Although having microcode can actually simplify the design of the processor in some cases (as each instruction exists as a "micro program" as opposed to actual hardware), this is effectively just an instruction decoder (e.g. the Thumb-2 extension, allowing variable-length instructions to exist by adding a separate instruction decoder in-line with the ARM instruction decoder). While functionally these units can be implemented using microcode, this would not be wise in terms of power consumption, as you need to define the output for each control signal in the CPU itself, even if not required. This does not have anything to do with how "complex" the actual CPU itself is, however, as ARM cores have all modern constructs one would expect (pipelining, instruction/data caches, micro-TLB buffers, branch prediction, virtual memory, etc...).

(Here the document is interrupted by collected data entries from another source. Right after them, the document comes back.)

PR #60286, opened 2024-02-07
Search Result: Fix search result padding problem

vovakulikov:
## Test plan
- Check the search result matches UI got no regressions in the layout 
- Check that the search aggregation UI has proper paddings 
- Check that zero state UI has proper paddings

### DIFF
--- a/client/web/src/search/results/components/new-search-content/NewSearchContent.module.scss
+++ b/client/web/src/search/results/components/new-search-content/NewSearchContent.module.scss
@@ -126,6 +126,7 @@
 .content {
     grid-area: contents;
     overflow: auto;
+    padding: 1rem;
 
     &::-webkit-scrollbar {
         width: 0.5rem;
@@ -158,6 +159,12 @@
             scrollbar-width: thin;
             scrollbar-color: var(--oc-gray-6);
         }
+    }
+
+    &--list {
+        // Compensate content parent block paddings in order
+        // to have paddings anywhere but content list with search matches
+        margin: -1rem;
     }
 }
 
--- a/client/web/src/search/results/components/new-search-content/NewSearchContent.module.scss
+++ b/client/web/src/search/results/components/new-search-content/NewSearchContent.module.scss
@@ -165,6 +165,13 @@
         // Compensate content parent block paddings in order
         // to have paddings anywhere but content list with search matches
         margin: -1rem;
+
+        // This is needed because search list may have search result matches
+        // block which have sticky header elements, sticky top position doesn't
+        // take into account negative margins so we
+        [data-result-header] {
+            top: -1rem;
+        }
     }
 }
 
--- a/client/branded/src/search-ui/components/ResultContainer.module.scss
+++ b/client/branded/src/search-ui/components/ResultContainer.module.scss
@@ -12,7 +12,9 @@
     flex-wrap: wrap;
 
     position: sticky;
-    top: 0;
+    // Compensate content parent block paddings in order
+    // to have paddings anywhere but content list with search matches
+    top: -1rem;
 
     z-index: 1; // Show on top of search result contents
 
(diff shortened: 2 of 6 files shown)


client/web/src/search/results/components/new-search-content/NewSearchContent.module.scss
```diff
@@ -159,6 +160,12 @@
             scrollbar-color: var(--oc-gray-6);
         }
     }
+
+    &--list {
+        // Compensate content parent block paddings in order
+        // to have paddings anywhere but content list with search matches
+        margin: -1rem;
+    }
```
camdencheek, line 168: I don't understand what's going on here. Why are we padding the content but unpadding the list? Why don't we just wrap the zero-result state with padding? Also, any idea why this seems to be nondeterministic in the builds?

vovakulikov: @camdencheek adding padding to all elements within the content parent block is problematic because you have to keep in mind to add them. The layout usually should take into account global layout rules. In this case only block that doesn't fit in padding is the search matches list, this is why I added it here. 

>Also, any idea why this seems to be nondeterministic in the builds?

To be honest not sure what happened here, I bet that there was a missing fix in prev rebase conflicts, haven't seen in the search result layout that looks suspicious in this way.

camdencheek: > adding padding to all elements within the content parent block is problematic because you have to keep in mind to add them

But isn't the purpose of having padding in the parent block specifically because it applies to _all_ children? In this case, it _shouldn't_ apply to all children because we don't want it to apply to the search results list. This feels brittle because now the negative margin of the list always has to exactly match the positive margin of the container

vovakulikov: @camdencheek true, but since these margin/padding values are set in the same place (in the same CSS file) I think it's better rather than setting padding for all children manually. They also would have had the same padding values. 

From my side having padding for all and making exceptions with negative margins for one block makes sense rather than having multiple paddings on children's level.

vovakulikov: Having an inner wrapper with paddings also won't work properly because we have different types of content in the search result area on different React component levels. Again multiple padding set isn't better than one fix for search matches list.

camdencheek:
Are you able to reproduce the padding issues locally? Right now, I'm not seeing any issues on s2.

client/web/src/search/results/components/new-search-content/NewSearchContent.module.scss
camdencheek: Then shouldn't we just have a single DOM container that includes the padding for "everything else"? 

In the short time I've been working on the webapp, negative margins have bitten me more than once. In fact, I just ran into another spot where a compensating negative margin was causing really weird behavior because the margin it was compensating for changed

vovakulikov: Also, we can't add paddings directly inside `StreamingSearchResultsList` because it's used in different places and may conflict with styles in other consumers so again all spacing rules should live on the consumer level.

camdencheek:
Okay. I think I can at least explain away the "nondeterminism." I think maybe it was just that, on some widths, the no results page looks fine because there is a max width to the element.

https://github.com/sourcegraph/sourcegraph/assets/12631702/6184a323-2211-4bbf-b4ba-f193f9b347c9

vovakulikov:
Yeah, this happens to me all the time since I use small/mid-size windows, the screenshot from s2 in the latest build. 

Screenshot 2024-02-07 at 22 10 15

camdencheek (approved):

vovakulikov:
I'll merge this but I will keep in mind if anyone gets any confusion about the search result layout I will revert this and set paddings rules manually.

In the case of ARM, given the orthogonality of the instruction set, the complexity involved in implementing such a microcoded approach would outweigh the benefits of simply changing the relevant hardware directly in the instruction decoder block. While this is certainly possible, it ends up "reinventing the wheel" so-to-speak, given you are capable of directly modifying (and compiling/testing/emulating) the changes in hardware.
You can "think" of the ARM source code itself as a type of microcoding in this case, although instead of storing each micro-operation/micro-program in a ROM that can be modified after-the-fact, they are implemented directly in hardware in the instruction decoder. Given the instruction decoder itself is written in VHDL/Verilog, making changes to existing instructions is as simple as modifying the source code, recompiling, and testing the new hardware (e.g. on an FPGA or a simulator). This contrasts with the complexity of modern x86 hardware, which is much more difficult to test/simulate during development, and even more difficult to modify after production (since the size in terms of transistors far exceeds what one can run inside even the most expensive modern FPGAs, thus adding a benefit to using a microcode store). Certainly the same fact goes for ARM, but the difference is in development - one can make changes to the processor hardware, and then directly see/test the changes on physical hardware using an FPGA.